Work request: In which lines of the data does the string "melf" appear? Copy every one.

Provided records:
==========

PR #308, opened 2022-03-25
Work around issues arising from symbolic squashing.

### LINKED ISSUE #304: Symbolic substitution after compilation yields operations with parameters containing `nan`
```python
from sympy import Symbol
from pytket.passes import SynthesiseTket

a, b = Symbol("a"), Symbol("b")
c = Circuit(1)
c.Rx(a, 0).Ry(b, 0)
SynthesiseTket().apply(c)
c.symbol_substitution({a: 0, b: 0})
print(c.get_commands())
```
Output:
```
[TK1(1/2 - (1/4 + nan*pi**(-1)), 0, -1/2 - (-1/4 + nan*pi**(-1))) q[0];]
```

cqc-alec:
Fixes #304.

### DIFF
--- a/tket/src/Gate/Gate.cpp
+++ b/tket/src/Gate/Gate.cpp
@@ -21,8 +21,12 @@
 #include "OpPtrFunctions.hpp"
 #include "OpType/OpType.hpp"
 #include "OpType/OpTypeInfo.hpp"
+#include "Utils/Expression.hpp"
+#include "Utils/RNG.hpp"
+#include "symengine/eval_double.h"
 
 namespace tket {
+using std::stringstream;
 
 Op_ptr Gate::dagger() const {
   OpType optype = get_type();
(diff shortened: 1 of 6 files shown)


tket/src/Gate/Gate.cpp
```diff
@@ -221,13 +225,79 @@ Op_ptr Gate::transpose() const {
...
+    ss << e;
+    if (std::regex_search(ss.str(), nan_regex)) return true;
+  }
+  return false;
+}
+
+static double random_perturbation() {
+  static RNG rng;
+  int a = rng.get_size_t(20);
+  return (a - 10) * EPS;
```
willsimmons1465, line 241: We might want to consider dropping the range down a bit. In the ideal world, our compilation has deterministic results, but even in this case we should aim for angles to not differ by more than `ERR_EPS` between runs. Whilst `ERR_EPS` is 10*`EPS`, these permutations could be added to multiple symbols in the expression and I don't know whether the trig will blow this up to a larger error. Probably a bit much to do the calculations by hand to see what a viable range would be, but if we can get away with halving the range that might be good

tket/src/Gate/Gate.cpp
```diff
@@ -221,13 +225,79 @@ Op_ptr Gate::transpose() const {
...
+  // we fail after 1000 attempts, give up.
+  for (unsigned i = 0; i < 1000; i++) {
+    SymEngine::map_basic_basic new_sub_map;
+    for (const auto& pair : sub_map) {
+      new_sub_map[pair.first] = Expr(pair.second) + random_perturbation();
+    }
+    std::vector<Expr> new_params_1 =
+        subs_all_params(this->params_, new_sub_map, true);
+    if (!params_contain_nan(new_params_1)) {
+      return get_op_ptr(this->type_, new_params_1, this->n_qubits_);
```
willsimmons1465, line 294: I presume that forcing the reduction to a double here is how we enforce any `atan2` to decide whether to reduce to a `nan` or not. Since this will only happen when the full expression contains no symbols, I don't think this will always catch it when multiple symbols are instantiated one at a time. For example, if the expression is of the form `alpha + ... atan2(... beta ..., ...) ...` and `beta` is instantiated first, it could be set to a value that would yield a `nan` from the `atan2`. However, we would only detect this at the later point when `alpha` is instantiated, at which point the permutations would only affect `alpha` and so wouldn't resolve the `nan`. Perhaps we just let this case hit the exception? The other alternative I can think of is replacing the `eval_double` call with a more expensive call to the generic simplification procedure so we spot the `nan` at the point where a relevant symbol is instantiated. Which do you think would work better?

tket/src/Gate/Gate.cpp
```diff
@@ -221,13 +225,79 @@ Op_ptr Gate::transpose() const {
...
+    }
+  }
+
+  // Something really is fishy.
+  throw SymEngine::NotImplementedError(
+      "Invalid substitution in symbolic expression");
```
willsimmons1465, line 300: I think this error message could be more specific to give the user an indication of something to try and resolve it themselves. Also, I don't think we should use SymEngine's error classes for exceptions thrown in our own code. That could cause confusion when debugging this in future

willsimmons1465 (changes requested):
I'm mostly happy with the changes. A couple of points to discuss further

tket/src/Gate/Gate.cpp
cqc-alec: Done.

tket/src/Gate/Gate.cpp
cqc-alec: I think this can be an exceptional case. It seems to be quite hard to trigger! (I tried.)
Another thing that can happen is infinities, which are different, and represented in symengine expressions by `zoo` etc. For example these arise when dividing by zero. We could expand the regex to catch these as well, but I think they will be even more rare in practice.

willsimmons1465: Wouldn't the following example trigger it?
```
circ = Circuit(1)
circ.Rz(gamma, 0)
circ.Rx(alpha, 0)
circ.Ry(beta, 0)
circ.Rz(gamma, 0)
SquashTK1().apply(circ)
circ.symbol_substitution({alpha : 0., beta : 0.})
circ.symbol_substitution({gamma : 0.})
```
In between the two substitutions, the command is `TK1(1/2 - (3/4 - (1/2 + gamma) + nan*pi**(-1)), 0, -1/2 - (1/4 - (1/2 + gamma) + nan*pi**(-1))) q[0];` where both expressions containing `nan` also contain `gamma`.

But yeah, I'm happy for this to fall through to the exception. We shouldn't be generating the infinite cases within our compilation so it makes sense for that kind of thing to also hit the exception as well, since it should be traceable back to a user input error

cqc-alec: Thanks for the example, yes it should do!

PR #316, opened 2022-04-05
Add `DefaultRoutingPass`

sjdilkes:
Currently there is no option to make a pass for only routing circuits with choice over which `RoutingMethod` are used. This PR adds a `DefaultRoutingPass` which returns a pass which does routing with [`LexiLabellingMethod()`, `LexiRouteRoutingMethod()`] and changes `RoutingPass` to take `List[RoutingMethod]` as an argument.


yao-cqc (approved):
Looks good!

==========

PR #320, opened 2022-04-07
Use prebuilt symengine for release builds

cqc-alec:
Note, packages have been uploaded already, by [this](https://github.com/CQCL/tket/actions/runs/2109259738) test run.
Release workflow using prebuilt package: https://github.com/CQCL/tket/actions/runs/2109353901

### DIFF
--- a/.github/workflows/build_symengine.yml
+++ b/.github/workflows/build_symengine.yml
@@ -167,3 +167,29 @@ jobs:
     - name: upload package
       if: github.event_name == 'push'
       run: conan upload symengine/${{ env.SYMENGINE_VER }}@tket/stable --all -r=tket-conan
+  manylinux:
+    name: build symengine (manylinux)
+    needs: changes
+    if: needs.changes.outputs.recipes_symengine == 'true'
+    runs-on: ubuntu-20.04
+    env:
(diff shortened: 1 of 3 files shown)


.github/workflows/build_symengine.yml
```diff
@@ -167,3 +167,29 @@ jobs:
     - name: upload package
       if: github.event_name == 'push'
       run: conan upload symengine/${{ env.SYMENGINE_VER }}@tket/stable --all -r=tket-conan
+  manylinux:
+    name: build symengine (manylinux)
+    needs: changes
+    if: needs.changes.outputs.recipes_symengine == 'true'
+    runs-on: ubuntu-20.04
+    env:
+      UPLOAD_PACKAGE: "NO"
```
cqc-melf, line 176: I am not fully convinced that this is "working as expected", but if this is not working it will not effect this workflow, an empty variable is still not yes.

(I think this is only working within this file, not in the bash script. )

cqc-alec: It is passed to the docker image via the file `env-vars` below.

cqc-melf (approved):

==========

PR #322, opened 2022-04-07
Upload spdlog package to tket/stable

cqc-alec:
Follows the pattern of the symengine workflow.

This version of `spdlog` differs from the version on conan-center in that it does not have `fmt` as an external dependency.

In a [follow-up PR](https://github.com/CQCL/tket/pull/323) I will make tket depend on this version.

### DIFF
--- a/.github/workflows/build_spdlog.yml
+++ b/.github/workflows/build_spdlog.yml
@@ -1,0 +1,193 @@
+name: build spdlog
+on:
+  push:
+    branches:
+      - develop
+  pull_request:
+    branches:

==========

Result of the task:
cqc-melf, line 176: I am not fully convinced that this is "working as expected", but if this is not working it will not effect this workflow, an empty variable is still not yes.
cqc-melf (approved):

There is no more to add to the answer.